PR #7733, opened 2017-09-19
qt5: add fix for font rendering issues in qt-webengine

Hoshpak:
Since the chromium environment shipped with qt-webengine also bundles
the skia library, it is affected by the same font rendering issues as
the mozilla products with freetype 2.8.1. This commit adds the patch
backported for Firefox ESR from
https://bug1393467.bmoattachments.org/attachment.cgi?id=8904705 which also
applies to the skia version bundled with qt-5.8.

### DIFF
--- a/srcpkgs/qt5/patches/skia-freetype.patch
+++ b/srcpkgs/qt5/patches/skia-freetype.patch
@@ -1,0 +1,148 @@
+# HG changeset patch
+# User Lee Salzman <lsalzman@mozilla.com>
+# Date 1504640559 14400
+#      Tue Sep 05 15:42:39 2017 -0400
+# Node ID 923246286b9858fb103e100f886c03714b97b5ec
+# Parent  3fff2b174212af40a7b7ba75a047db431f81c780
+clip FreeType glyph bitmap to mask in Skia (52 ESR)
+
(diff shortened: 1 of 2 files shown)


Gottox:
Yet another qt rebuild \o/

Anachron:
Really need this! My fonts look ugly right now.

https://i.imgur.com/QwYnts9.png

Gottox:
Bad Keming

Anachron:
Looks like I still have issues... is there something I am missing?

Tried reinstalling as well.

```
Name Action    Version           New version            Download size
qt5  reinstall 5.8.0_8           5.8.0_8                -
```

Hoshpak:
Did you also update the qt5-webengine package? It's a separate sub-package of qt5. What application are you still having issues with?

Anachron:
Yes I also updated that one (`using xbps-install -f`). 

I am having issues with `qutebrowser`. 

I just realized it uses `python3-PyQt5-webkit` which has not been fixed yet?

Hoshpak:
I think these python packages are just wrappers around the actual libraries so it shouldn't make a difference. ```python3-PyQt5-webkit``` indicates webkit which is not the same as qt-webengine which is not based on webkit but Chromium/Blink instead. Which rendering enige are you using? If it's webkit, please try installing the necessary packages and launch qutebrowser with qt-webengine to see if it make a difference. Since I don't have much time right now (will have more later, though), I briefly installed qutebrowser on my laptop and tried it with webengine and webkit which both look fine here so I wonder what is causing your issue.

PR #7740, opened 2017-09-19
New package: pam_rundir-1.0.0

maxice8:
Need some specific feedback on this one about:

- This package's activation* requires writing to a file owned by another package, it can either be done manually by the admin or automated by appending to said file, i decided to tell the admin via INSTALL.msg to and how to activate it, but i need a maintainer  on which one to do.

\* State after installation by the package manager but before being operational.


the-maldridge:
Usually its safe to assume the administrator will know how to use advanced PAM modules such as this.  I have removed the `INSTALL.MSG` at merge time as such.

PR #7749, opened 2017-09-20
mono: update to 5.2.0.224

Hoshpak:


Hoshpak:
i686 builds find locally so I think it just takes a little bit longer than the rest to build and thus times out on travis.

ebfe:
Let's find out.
* * * * * * * * *
◆ **EXERCISE DESCRIPTION**
Go through the data and show each line that holds "mozilla".

◆ **EXPECTED ANSWER**
the mozilla products with freetype 2.8.1. This commit adds the patch
+# User Lee Salzman <lsalzman@mozilla.com>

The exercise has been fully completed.